General information
- Type: Medium utility helicopter
- National origin: Multinational
- Manufacturer: Airbus Helicopters

History
- Manufactured: 2024-present
- Introduction date: 2025
- Developed from: Airbus Helicopters H135

= Airbus Helicopters H140 =

Light helicopter manufactured by Airbus

The Airbus Helicopters H140 is a light twin-engine utility helicopter developed by Airbus Helicopters. Formally launched at VERTICON in Dallas, Texas on 11 March 2025, it is intended primarily as a medical helicopter. It is planned to enter service in 2028.

==Design and development==

The Airbus Helicopters H140 was publicly unveiled in March 2025.

The H140 incorporates several design elements from the Airbus Helicopters fleet, including a fenestron tail rotor, a five-blade bearingless main rotor, Helionix avionics with a four-axis autopilot, dual-channel FADEC and a rear clamshell door for patient and cargo loading. A notable addition is a T-tail-shaped tail boom, which Airbus claims provides 80 kg of additional lift in forward flight compared to the H135 and was first used on the Airbus Bluecopter Demonstrator.

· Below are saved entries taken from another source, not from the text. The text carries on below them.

PR #1009, opened 2016-10-01
Ancient guardians

Deepsloth:
Successor of #837.


default/scripting/species/SP_ANCIENT_GUARDIANS.focs.txt
```diff
@@ -0,0 +1,90 @@
...
+    description = "SP_ANCIENT_GUARDIANS_DESC"
+    gameplay_description = "SP_ANCIENT_GUARDIANS_GAMEPLAY_DESC"
+
+    tags = [ "ROBOTIC" "NO_INDUSTRY" "NO_RESEARCH" "AVERAGE_SUPPLY" "DESTROYED_ON_CONQUEST"]
+
+    foci = [
+        [[HAS_INDUSTRY_FOCUS]]
+        [[HAS_RESEARCH_FOCUS]]
+        [[HAS_GROWTH_FOCUS]]
+        [[HAS_ADVANCED_FOCI]]
```
dbenage-cx, line 12: Morlic had an [unanswered question](https://github.com/freeorion/freeorion/pull/837#discussion_r81445479) here regarding foci.
At least one is likely required, a populated planet with no available focus could lead to issues.

Any consideration for using `FOCUS_PROTECTION`, and setting it as the preferred focus?
(removing all other foci, and adjusting values as you see fit)

default/scripting/specials/specials.macros
```diff
@@ -13,7 +13,7 @@ CHANCE_OF_GUARD_1
             scope = Source
             activation = AND [
                 Turn high = 0
-                Random probability = 0.60
+                Random probability = 0.70
```
dbenage-cx, line 16: Take `GalaxyMonsteFrequency` into account here?
Something akin to: `Random probability = 0.6 + (GalaxyMonsterFrequency * 0.1)`

dbenage-cx (commented):
Untested, curious if there are any issues with World Tree.

default/scripting/specials/specials.macros
Deepsloth: As discussed with Matt, this will likely change to 100% when the AI team is ready for lots of ancient guardians. Morlic wanted the chances to stay as they are for now.

default/scripting/species/SP_ANCIENT_GUARDIANS.focs.txt
MatGB: If we use Protection that would make complete sense but would mean if we change what protection does down the line we have to reasses the numbers here. Having the focuses there makes little sense as they should, in theory, never be used, but removing them isn't a priority I think.

When we do more work on them setting it to protection only and fiddling with the numbers can work, but my test games reveal the AI team need to make tweaks before we make them any more annoying—my neighbour in my current game has over 100 troops in orbit around one planet but no warship in sight.

MatGB:
Yup, works as intended for now, the AI definitely needs updating but this concept is definitely something we can expand on, I like a lot.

The H140 is powered by dual Safran Arrius 2E engines, a variant of those used in the H135, producing a combined output of 1,400 shp—approximately 6% more power than the H135 T3. Airbus has identified helicopter emergency medical services (HEMS) as the primary market for the H140, citing improvements in cabin vibration and noise reduction due to the new rotor system. Additional features include built-in medical lighting in the cabin roof and an increase of approximately 1 cubic meter in cabin space compared to the H135. The tail boom has been raised slightly from the H135 at the rear, providing improved access to the rear doors for patient and cargo loading, as well as increased ground clearance for the fenestron, enhancing operational safety.